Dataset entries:
☆ ☆ ☆ ☆ ☆ ☆ ☆
PR #1098, opened 2024-06-04
Add open random entry button

Soopyboo32:
Missed this functionality from Mihon for when i'm indecisive
https://youtu.be/POQg-Du9dS8
note: This is my first time using react or react-native so the code may have issues

Also moves the import epub button into a dropdown with the open random button to avoid having too many buttons in top bar

### DIFF
--- a/src/screens/library/LibraryScreen.tsx
+++ b/src/screens/library/LibraryScreen.tsx
@@ -24,7 +24,7 @@ import {
 } from '@hooks/persisted';
 import { useSearch, useBackHandler, useBoolean } from '@hooks';
 import { getString } from '@strings/translations';
-import { FAB, Menu, Portal } from 'react-native-paper';
+import { FAB, Portal } from 'react-native-paper';
 import {
   markAllChaptersRead,
   markAllChaptersUnread,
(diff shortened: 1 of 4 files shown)


Soopyboo32:
just realised it prob makes more sense to create the menu inside SearchbarV2 and just pass in button name & callbacks, will change

src/screens/library/LibraryScreen.tsx
```diff
@@ -139,6 +140,18 @@ const LibraryScreen = ({ navigation }: LibraryScreenProps) => {
     setFalse: closeSetCategoryModal,
   } = useBoolean();
 
+  function openRandom() {
+    const novels = library[index].novels;
+    const randomNovel = novels[Math.floor(Math.random() * novels.length)];
```
nyagami, line 145: Doesn't this apply for current category only?

Soopyboo32: yes, it also respects current filter applied

for reference, my workflow with it is: open want to read category -> open random -> move to reading category

nyagami (approved):

PR #1101, opened 2024-06-11
Fix: Scroll to current Chapter

CD-Z:
Cleaned ChapterDrawer and fixed the Scroll to current Chapter behaviour.


Palloxin:
Does this fix this too?
https://discord.com/channels/835746409357246465/1178895455237701652/1243675525449252935 (discord link to a message in LNReader server)

CD-Z:
Yes, this issue resulted from memoizing the index of the current chapter. The problem was that it returned 0 at first, because the chapter list hasn't been loaded yet. That is why it always points to the first chapter.

nyagami:
And I think using chapter id to detect the list item position is not correct for all novels. 
There some novel has this order: `id: 455`, `id: 456`, `id: 445`,
you should use `chapter.position`, position per novel page or the index inside chapter drawer list

CD-Z:
@nyagami Why? I use the findIndex function to return the index on the chapter drawer list if the id of the currently opened chapter matches the id of the chapter in the list. This has to work, else the navigation to the chapter would also be broken, since this also depends on the id of the chapter in the list.

nyagami:
I mean this. 
```ts
if (
  listAscending
    ? viewableItems[0].item.id < chapter.id
    : viewableItems[0].item.id > chapter.id
)
```

- `chapter.position` is more reliable. 
- The indexes extracted from the list is the most reliable.
Because Flashlist ViewToken has index, we only need the index in the list of current chapter
```ts
interface ViewToken {
  index: number;
  isViewable: boolean;
  item: string;
  key: string;
  timestamp: number;
}
```
And I dont think navigation would be broken no matter what you are using.

nyagami:
Ops, I forgot the custom page novels. you can try the test Hako plugin. 
so I think extracting the current chapter index from the list is the best way =))

CD-Z:
I tested it now for a bit with a few novels and haven't encountered any problems.

src/screens/reader/components/ChapterDrawer/index.tsx
```diff
@@ -65,129 +68,70 @@ const ChapterDrawer = ({
...
+  const checkViewableItems = ({
+    viewableItems,
+  }: {
+    viewableItems: ViewToken[];
+  }) => {
+    let up = {
+      text: getString('readerScreen.drawer.scrollToTop'),
+      func: () => {
+        listRef.current?.scrollToIndex({ index: 0, animated: true });
+      },
```
nyagami, line 80: I think using index (undefinded if scroll to end)  instead of a callback is better.
```ts
const scroll = useCallback((index?: number) => {
  }, [listRef.current]);
```
Also, moving the ListFooter to this file and call `scroll callback` directly  in button oppress could be cleaner.

CD-Z: I now refactored the file and I think I got what you meant. At least the file is now definitly cleaner.

nyagami (approved):

PR #1103, opened 2024-06-11
fix: Smooth ReaderFooter appearance

CD-Z:
fixed the appearance of the ReaderFooter through workaround


nyagami:
What if user changes the orentiation from `landscape` to `portrait`? Doest it look weird

CD-Z:
> What if user changes the orentiation from `landscape` to `portrait`? Doest it look weird

No why should it. It works exactly the same way as at has until now with the difference that it takes the bottom safe area inset into acount.

nyagami:
Try these steps: 
- open chapter
- hide navbar
- swipe to open drawer
- choose another chapter
-> bottom inset now is 0

CD-Z:
> Try these steps:
> 
>     * open chapter
> 
>     * hide navbar
> 
>     * swipe to open drawer
> 
>     * choose another chapter
>       -> bottom inset now is 0

fixed this issue with initialWindowMetrics, it will now always instantly display the safeAreaInsets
☆ ☆ ☆ ☆ ☆ ☆ ☆
Work instructions: Scan the data above. Return every line with "fixed" in it.

The answer:
Cleaned ChapterDrawer and fixed the Scroll to current Chapter behaviour.
fixed the appearance of the ReaderFooter through workaround
fixed this issue with initialWindowMetrics, it will now always instantly display the safeAreaInsets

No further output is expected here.